◆ Problem to solve: Extract, from the records beneath this instruction, each line that contains the word "format".

◆ Input data:
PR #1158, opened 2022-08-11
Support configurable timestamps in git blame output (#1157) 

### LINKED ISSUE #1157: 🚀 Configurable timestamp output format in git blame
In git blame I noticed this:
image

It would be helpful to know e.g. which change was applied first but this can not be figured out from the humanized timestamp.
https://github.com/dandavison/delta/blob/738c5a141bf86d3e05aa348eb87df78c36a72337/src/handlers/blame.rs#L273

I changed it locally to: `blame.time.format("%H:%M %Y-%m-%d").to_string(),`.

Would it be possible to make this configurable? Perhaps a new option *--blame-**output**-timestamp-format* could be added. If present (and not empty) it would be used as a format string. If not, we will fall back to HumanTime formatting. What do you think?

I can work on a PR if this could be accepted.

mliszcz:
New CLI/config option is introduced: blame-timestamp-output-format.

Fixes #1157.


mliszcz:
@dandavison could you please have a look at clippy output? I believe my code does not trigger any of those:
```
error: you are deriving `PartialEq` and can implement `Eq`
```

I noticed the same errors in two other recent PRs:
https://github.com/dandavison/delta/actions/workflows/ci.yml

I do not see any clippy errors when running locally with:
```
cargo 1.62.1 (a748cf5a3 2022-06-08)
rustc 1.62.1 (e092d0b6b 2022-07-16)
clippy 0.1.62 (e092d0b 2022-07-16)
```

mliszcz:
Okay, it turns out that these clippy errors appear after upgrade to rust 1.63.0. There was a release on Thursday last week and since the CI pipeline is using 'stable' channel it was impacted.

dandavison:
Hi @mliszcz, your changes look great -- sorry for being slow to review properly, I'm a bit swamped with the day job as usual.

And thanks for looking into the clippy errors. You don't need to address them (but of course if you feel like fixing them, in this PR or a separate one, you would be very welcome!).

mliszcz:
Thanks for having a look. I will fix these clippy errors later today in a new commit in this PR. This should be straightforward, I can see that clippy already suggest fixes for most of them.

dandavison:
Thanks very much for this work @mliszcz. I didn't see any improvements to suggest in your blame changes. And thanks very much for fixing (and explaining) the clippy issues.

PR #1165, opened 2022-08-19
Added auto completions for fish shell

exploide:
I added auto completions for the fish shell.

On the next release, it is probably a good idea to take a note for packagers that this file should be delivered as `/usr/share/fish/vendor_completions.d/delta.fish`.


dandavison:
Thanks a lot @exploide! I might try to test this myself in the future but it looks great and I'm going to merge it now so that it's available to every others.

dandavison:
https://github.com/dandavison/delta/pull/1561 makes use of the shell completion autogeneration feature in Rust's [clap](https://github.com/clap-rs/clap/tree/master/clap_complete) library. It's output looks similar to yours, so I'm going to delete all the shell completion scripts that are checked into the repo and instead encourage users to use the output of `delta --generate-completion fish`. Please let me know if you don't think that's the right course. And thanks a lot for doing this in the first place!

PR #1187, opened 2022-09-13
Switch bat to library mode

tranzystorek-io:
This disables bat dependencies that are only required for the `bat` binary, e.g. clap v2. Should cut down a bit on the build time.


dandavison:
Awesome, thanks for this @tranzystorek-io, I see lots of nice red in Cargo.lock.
* * *
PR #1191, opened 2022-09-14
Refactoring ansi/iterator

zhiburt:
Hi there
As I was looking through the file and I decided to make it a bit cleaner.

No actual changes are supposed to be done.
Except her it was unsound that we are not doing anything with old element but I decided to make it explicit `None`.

◆ Response area:
### LINKED ISSUE #1157: 🚀 Configurable timestamp output format in git blame
I changed it locally to: `blame.time.format("%H:%M %Y-%m-%d").to_string(),`.
Would it be possible to make this configurable? Perhaps a new option *--blame-**output**-timestamp-format* could be added. If present (and not empty) it would be used as a format string. If not, we will fall back to HumanTime formatting. What do you think?
New CLI/config option is introduced: blame-timestamp-output-format.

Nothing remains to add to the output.